By Lefteris Yallouros – Athens
The Hellenic Financial Stability Fund (HFSF), which was set up to bail out the country’s troubled lenders and is now the major shareholder of Greece’s four systemic banks, has turned away Eurobank’s request to call an extraordinary general meeting of shareholders in the next 20 days for a share capital increase.
Under existing law, the bank’s capital increase would only be covered by private investors.
Instead, the HFSF proposed the capital increase should proceed after legislation on a new legal framework for the recapitalization of the Greek banking system is voted in Parliament.
The new law is expected to be tabled in Parliament next week and be put to a vote immediately.
Analysts point out this is merely a technical issue which doesn’t threaten the bank’s recapitalization and doesn’t change the government’s intention to attract private investors to Eurobank.
Eurobank reportedly informed the HFSF of its decision to propose an immediate share capital increase so as to cover its capital requirements with a full refusal of the pre-emption rights of existing shareholders.
The Fund was furious at the proposal of the Eurobank administration as, under the current legal framework, its exclusion from the share capital increase would slash its stake in the bank, thus harming the interests of taxpayers.
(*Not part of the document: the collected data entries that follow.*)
Issue #1632, opened 2023-01-21
textual push_screen/pop_screen breaks app functionality (for example, with ListView)


kratsg:
code

```python
from textual.app import App, ComposeResult
from textual.containers import Horizontal, Vertical
from textual.screen import Screen
from textual.widgets import Button, Footer, Header, Label, ListItem, ListView, Static

class LoginScreen(Screen):

    def on_button_pressed(self, event: Button.Pressed) -> None:
        """Event handler called when login button is pressed."""
        button_id = event.button.id
        if button_id == "login":
            self.app.login()
            event.stop()

    def compose(self) -> ComposeResult:
        yield Horizontal(
            Vertical(
                Button("Login", id="login", variant="primary")
            )
        )


class MyList(ListView):
    """A widget to display a list of items."""
    def load_items(self) -> None:
        self.clear()
        for item in range(10):
            print(f'{item}')
            self.append(ListItem(Label(f'test {item}')))


class Browser(App):
    """App"""

    BINDINGS = [("q", "exit", "Quit"), ("d", "toggle_dark", "Toggle dark mode")]

    DEFAULT_CSS = """
    Browser > Static {
        content-align: center middle;
        background: crimson;
        border: solid darkred;
        height: 1fr;
    }

    .column {
        width: 1fr;
    }
    """

    def __init__(self) -> None:
        super().__init__()
        self.my_list = MyList(classes="column")

    def action_toggle_dark(self) -> None:
        """An action to toggle dark mode."""
        self.dark = not self.dark

    def action_exit(self) -> None:
        """An action to exit."""
        self.exit()

    def login(self) -> None:
        """Called when the LoginScreen has logged in."""
        self.pop_screen()
        self.my_list.load_items()

    def on_mount(self) -> None:
        """Call after entering application mode."""
        self.push_screen(LoginScreen())

    def compose(self) -> ComposeResult:
        """Call to compose the app"""
        yield Header()
        yield Footer()
        yield Horizontal(
            self.my_list, Vertical(Static("column 2"), classes="column")
        )
```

Eurobank became 95 percent owned by the Hellenic Financial Stability Fund (HFSF) after it failed to attract private investment last year.
The share sale is likely to heavily dilute the HFSF’s stake in the bank, making Eurobank the only one of Greece’s four major banks that has significant private sector ownership.
Eurobank is believed to have attracted private funds willing to invest in the bank’s capital increase. However, the fact that the government has not brought the new legislation on the recapitalization process to Parliament meant investors had to wait.
After the Bank of Greece announced the results of stress tests on Greek banks earlier this month, it was thought investors would be put off from covering Eurobank’s capital needs and that the bank would have to be handed money by the bailout cash available to the HFSF for the banking system. This doesn’t seem to be the case, as interest in Eurobank remains strong.
The HFSF intends, according to sources, to take part in the share capital increase in order for its share in the bank to remain above 50 pct. In order to achieve this, it is estimated it would have to pump EUR 600 – 750 million into Eurobank.
The issue has become political too as it is not clear what would happen if coalition government MPs decide to vote against the new legal framework in Parliament. Nonetheless, it won’t be easy for New Democracy or PASOK MPs to go against the wishes of the government on this issue, as the troika will most certainly not sign off on the evaluation of progress made in the adjustment program if the law is turned away by parliamentarians, meaning the next tranche of Greece’s rescue loan would be jeopardized.